Into the Depths
In May 1945, as World War II drew to a close, Captain Robert Posey and Private First Class Lincoln Kirstein entered the Altaussee salt mine in Austria’s Alps. They squeezed through a narrow opening and stepped into the damp darkness, guided by flickering acetylene lamps.
In one chamber, resting on cardboard boxes, they found eight panels of Jan van Eyck’s 15th-century masterpiece, The Adoration of the Lamb. “The miraculous jewels of the Crowned Virgin seemed to attract the light,” Kirstein later wrote.
The Monuments Men
Posey and Kirstein were members of the Monuments, Fine Arts, and Archives Section, known as the Monuments Men. This small Allied unit — museum curators, historians, and architects — recovered countless artworks looted by the Nazis. Among their finds at Altaussee were Michelangelo’s Bruges Madonna, stolen from Belgium, and works by Johannes Vermeer.
They called in George Stout, an art conservator who had campaigned for such a unit and joined in 1944. Stout traveled across Europe recovering stolen works, often improvising packing materials from German sheepskin coats and gas masks due to shortages.
Hitler’s Hidden Treasure
The Allies learned of Altaussee through a chance meeting with a dentist’s son-in-law connected to Hermann Göring’s art theft operations. Altaussee had been chosen by Adolf Hitler as the repository for pieces intended for his planned Führermuseum in Linz.
Conditions inside the tunnels — cool temperatures and constant humidity — made the mine ideal for storage.
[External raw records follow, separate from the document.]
PR #10271, opened 2020-04-03
Fix incorrect loading of messages

cammellos:
In some instances when receiving messages from a mailsever in the chat
you are in, the flag `all-loaded?` would not be reset, meaning that
messages not in the current view would be added to the db, but would not be seen until actually
reloading the chat (go back home, open again).

### Testing

1) Open a chat with a few messages (> 50)
2) Keep scrolling on the latest message (basically scroll in place without moving) wait until all messages are received
3) Scroll up, you should see all messages
you can use the chat `test123` messages are ordered from 1 to 100, on 1.2 there are gaps, while there won't be if using this PR.

status: ready

### DIFF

By early 1945, Nazi records listed 6,577 paintings, 2,300 drawings, 137 sculptures, 122 tapestries, and thousands of other objects hidden deep inside.
A Race Against Time
In April 1945, district leader August Eigruber, interpreting Hitler’s “Nero Decree,” planned to destroy the mine and its contents with bombs. Local miners, fearing for their livelihoods, secretly removed explosives and sealed the entrances instead.
When Stout arrived on May 21, 1945, he faced another challenge: the looming handover of the region to Soviet forces, whose “Trophy Brigades” seized art for the USSR. Stout accelerated the evacuation, working up to 18-hour days. By July 19, 80 truckloads of treasures — including the Bruges Madonna and the Ghent Altarpiece — had been moved to safety in Munich.
In May 1945, Captain Robert Posey and Pfc. Lincoln Kirstein stepped into the Altaussee salt mine in Austria.